* _How to complete this task_
Could you copy out all the lines in the material below where the word "code" occurs?
(Entries supplied)
PR #6248, opened 2025-08-11
Add LLMDet zero-shot OD family

CharlesCNorton:
Add 3 LLMDet zero-shot object detection models from iSEE-Laboratory:
llmdet-tiny-torch  (692MB)
llmdet-base-torch  (936MB)
llmdet-large-torch (1376MB)

All models:

* Use existing `FiftyOneZeroShotTransformerForObjectDetection` wrapper
* Support both CPU and GPU inference
* Open‑vocabulary zero‑shot detection from natural‑language prompts
* Apache 2.0 licensed

Add llmdet zero shot od family. (three models)

Validated Transformers implementation on the `quickstart` dataset: loaded each checkpoint, ran zero‑shot detection with COCO prompts, and confirmed reasonable detections and byte sizes. Spot‑checked zoo load.

* [ ] No. You can skip the rest of this section.
* [x] Yes. Give a description of this change to be included in the release
  notes for FiftyOne users.

Added three LLMDet open‑vocabulary zero‑shot object detectors (tiny/base/large) to the Torch model zoo.

* [ ] Build: Build and test infrastructure changes
* [ ] Documentation: FiftyOne documentation changes
* [x] Other

## Release Notes

* **New Features**
  * Extended object detection capabilities to support grounded detection models. The detector now handles both grounded and non-grounded detection outputs with appropriate processing pipelines.

### DIFF
--- a/fiftyone/utils/transformers.py
+++ b/fiftyone/utils/transformers.py
@@ -1511,6 +1511,11 @@ class TransformersDetectorOutputProcessor(fout.DetectorOutputProcessor):
         return res
 
     def _parse_output(self, output, frame_size, confidence_thresh, classes=None):
+        """Converts raw detector output to :class:`fiftyone.core.labels.Detections`.
+
+        Unlike the base class, this handles grounded detection models that
+        return text labels directly rather than class indices.
+        """
         detections = []
 
         scores = output["scores"].cpu().numpy()


fiftyone/utils/transformers.py
```diff
@@ -1456,6 +1456,7 @@ def processor(self):
     @processor.setter
     def processor(self, processor):
         self._processor = processor
+        self._is_grounded = False
```
lorenzoriano: This being an object variable should be in __init__ with relative doc

fiftyone/utils/transformers.py
```diff
@@ -1497,6 +1505,39 @@ def __call__(
 
         return res
 
+    def _parse_output(self, output, frame_size, confidence_thresh, classes=None):
```
lorenzoriano, line 1513: Can you add a docstring? Also the code is very similar to the original in DetectorOutputProcessor. Any chance it can be refactor to share the common code? For example by introducing support private functions with the shared code

fiftyone/utils/transformers.py
CharlesCNorton: Done in commit e2ab1d99.

fiftyone/utils/transformers.py
CharlesCNorton: docstring added\! re: refactoring, afaik these methods diverge quite a bit (grounded vs non-grounded, text labels vs class indices, etc). sharing code would probably add complexity without real benefit, but happy to reconsider if I'm missing something.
(End Entries supplied)
* _Solution to this exercise_
lorenzoriano, line 1513: Can you add a docstring? Also the code is very similar to the original in DetectorOutputProcessor. Any chance it can be refactor to share the common code? For example by introducing support private functions with the shared code
CharlesCNorton: docstring added\! re: refactoring, afaik these methods diverge quite a bit (grounded vs non-grounded, text labels vs class indices, etc). sharing code would probably add complexity without real benefit, but happy to reconsider if I'm missing something.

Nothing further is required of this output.